About this exercise: Repeat the data below with no changes.

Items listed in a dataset
▶
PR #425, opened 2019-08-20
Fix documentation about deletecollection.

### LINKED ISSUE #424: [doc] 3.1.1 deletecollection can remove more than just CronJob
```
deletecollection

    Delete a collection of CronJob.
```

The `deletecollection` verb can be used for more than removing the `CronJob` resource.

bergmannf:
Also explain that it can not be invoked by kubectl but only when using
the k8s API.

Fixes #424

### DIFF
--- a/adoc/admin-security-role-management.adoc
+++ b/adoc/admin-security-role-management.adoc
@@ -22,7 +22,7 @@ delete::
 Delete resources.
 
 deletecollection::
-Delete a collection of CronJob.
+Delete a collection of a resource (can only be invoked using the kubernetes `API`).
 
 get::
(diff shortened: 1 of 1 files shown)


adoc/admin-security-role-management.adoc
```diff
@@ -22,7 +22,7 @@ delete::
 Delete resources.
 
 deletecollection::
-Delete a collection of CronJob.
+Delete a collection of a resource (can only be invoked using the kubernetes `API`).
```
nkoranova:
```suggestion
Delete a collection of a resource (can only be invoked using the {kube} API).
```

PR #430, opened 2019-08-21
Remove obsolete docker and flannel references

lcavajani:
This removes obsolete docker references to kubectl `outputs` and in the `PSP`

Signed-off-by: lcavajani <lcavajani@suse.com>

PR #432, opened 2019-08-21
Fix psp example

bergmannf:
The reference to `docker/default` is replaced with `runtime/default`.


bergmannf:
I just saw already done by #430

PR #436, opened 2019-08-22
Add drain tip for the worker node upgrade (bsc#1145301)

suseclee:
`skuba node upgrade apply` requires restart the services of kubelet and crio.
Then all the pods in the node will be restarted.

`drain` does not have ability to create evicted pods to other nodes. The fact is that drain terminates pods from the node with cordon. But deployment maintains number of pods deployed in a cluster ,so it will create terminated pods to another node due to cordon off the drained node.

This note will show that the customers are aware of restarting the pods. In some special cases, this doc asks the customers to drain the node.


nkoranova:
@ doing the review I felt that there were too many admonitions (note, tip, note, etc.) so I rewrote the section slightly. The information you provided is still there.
◀
Answer area:
PR #425, opened 2019-08-20
Fix documentation about deletecollection.

### LINKED ISSUE #424: [doc] 3.1.1 deletecollection can remove more than just CronJob
```
deletecollection

    Delete a collection of CronJob.
```

The `deletecollection` verb can be used for more than removing the `CronJob` resource.

bergmannf:
Also explain that it can not be invoked by kubectl but only when using
the k8s API.

Fixes #424

### DIFF
--- a/adoc/admin-security-role-management.adoc
+++ b/adoc/admin-security-role-management.adoc
@@ -22,7 +22,7 @@ delete::
 Delete resources.
 
 deletecollection::
-Delete a collection of CronJob.
+Delete a collection of a resource (can only be invoked using the kubernetes `API`).
 
 get::
(diff shortened: 1 of 1 files shown)


adoc/admin-security-role-management.adoc
```diff
@@ -22,7 +22,7 @@ delete::
 Delete resources.
 
 deletecollection::
-Delete a collection of CronJob.
+Delete a collection of a resource (can only be invoked using the kubernetes `API`).
```
nkoranova:
```suggestion
Delete a collection of a resource (can only be invoked using the {kube} API).
```

PR #430, opened 2019-08-21
Remove obsolete docker and flannel references

lcavajani:
This removes obsolete docker references to kubectl `outputs` and in the `PSP`

Signed-off-by: lcavajani <lcavajani@suse.com>

PR #432, opened 2019-08-21
Fix psp example

bergmannf:
The reference to `docker/default` is replaced with `runtime/default`.


bergmannf:
I just saw already done by #430

PR #436, opened 2019-08-22
Add drain tip for the worker node upgrade (bsc#1145301)

suseclee:
`skuba node upgrade apply` requires restart the services of kubelet and crio.
Then all the pods in the node will be restarted.

`drain` does not have ability to create evicted pods to other nodes. The fact is that drain terminates pods from the node with cordon. But deployment maintains number of pods deployed in a cluster ,so it will create terminated pods to another node due to cordon off the drained node.

This note will show that the customers are aware of restarting the pods. In some special cases, this doc asks the customers to drain the node.


nkoranova:
@ doing the review I felt that there were too many admonitions (note, tip, note, etc.) so I rewrote the section slightly. The information you provided is still there.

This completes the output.